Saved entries

* * *

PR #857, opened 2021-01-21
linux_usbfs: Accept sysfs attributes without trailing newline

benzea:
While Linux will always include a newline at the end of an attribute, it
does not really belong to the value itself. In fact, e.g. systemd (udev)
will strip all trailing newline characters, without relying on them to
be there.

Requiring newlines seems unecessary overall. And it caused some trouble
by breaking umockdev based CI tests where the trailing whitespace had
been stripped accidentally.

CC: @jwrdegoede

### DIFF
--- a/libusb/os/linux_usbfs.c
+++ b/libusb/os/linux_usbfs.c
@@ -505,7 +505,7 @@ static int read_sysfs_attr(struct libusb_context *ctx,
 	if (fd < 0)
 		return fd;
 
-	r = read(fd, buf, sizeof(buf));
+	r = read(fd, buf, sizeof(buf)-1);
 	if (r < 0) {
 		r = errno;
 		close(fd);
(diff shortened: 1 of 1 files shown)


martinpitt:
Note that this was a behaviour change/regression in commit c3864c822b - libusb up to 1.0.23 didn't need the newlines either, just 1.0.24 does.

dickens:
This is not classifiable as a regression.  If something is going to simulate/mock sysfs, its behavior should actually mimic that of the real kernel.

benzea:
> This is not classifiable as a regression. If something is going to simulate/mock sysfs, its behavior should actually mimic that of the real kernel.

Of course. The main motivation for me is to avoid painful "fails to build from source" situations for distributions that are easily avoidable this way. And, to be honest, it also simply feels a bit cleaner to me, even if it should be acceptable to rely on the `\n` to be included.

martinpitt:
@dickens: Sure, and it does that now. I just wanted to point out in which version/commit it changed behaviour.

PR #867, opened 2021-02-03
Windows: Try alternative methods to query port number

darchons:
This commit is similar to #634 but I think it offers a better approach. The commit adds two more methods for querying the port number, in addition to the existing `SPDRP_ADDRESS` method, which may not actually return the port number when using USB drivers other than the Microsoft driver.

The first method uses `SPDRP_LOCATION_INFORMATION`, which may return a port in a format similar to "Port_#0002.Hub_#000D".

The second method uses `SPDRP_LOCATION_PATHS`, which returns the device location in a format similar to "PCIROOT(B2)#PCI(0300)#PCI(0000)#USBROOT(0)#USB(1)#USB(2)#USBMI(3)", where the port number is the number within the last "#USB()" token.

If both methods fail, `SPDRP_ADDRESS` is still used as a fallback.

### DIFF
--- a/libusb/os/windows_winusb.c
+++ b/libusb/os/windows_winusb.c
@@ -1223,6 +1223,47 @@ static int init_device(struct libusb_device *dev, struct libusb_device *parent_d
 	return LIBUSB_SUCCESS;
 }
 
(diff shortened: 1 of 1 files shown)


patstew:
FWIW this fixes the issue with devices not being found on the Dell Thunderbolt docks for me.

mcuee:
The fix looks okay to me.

* * *

● **Task brief**: Repeat each record exactly, leaving nothing out.

● **Exercise result**:
PR #857, opened 2021-01-21
linux_usbfs: Accept sysfs attributes without trailing newline

benzea:
While Linux will always include a newline at the end of an attribute, it
does not really belong to the value itself. In fact, e.g. systemd (udev)
will strip all trailing newline characters, without relying on them to
be there.

Requiring newlines seems unecessary overall. And it caused some trouble
by breaking umockdev based CI tests where the trailing whitespace had
been stripped accidentally.

CC: @jwrdegoede

### DIFF
--- a/libusb/os/linux_usbfs.c
+++ b/libusb/os/linux_usbfs.c
@@ -505,7 +505,7 @@ static int read_sysfs_attr(struct libusb_context *ctx,
 	if (fd < 0)
 		return fd;
 
-	r = read(fd, buf, sizeof(buf));
+	r = read(fd, buf, sizeof(buf)-1);
 	if (r < 0) {
 		r = errno;
 		close(fd);
(diff shortened: 1 of 1 files shown)


martinpitt:
Note that this was a behaviour change/regression in commit c3864c822b - libusb up to 1.0.23 didn't need the newlines either, just 1.0.24 does.

dickens:
This is not classifiable as a regression.  If something is going to simulate/mock sysfs, its behavior should actually mimic that of the real kernel.

benzea:
> This is not classifiable as a regression. If something is going to simulate/mock sysfs, its behavior should actually mimic that of the real kernel.

Of course. The main motivation for me is to avoid painful "fails to build from source" situations for distributions that are easily avoidable this way. And, to be honest, it also simply feels a bit cleaner to me, even if it should be acceptable to rely on the `\n` to be included.

martinpitt:
@dickens: Sure, and it does that now. I just wanted to point out in which version/commit it changed behaviour.

PR #867, opened 2021-02-03
Windows: Try alternative methods to query port number

darchons:
This commit is similar to #634 but I think it offers a better approach. The commit adds two more methods for querying the port number, in addition to the existing `SPDRP_ADDRESS` method, which may not actually return the port number when using USB drivers other than the Microsoft driver.

The first method uses `SPDRP_LOCATION_INFORMATION`, which may return a port in a format similar to "Port_#0002.Hub_#000D".

The second method uses `SPDRP_LOCATION_PATHS`, which returns the device location in a format similar to "PCIROOT(B2)#PCI(0300)#PCI(0000)#USBROOT(0)#USB(1)#USB(2)#USBMI(3)", where the port number is the number within the last "#USB()" token.

If both methods fail, `SPDRP_ADDRESS` is still used as a fallback.

### DIFF
--- a/libusb/os/windows_winusb.c
+++ b/libusb/os/windows_winusb.c
@@ -1223,6 +1223,47 @@ static int init_device(struct libusb_device *dev, struct libusb_device *parent_d
 	return LIBUSB_SUCCESS;
 }
 
(diff shortened: 1 of 1 files shown)


patstew:
FWIW this fixes the issue with devices not being found on the Dell Thunderbolt docks for me.

mcuee:
The fix looks okay to me.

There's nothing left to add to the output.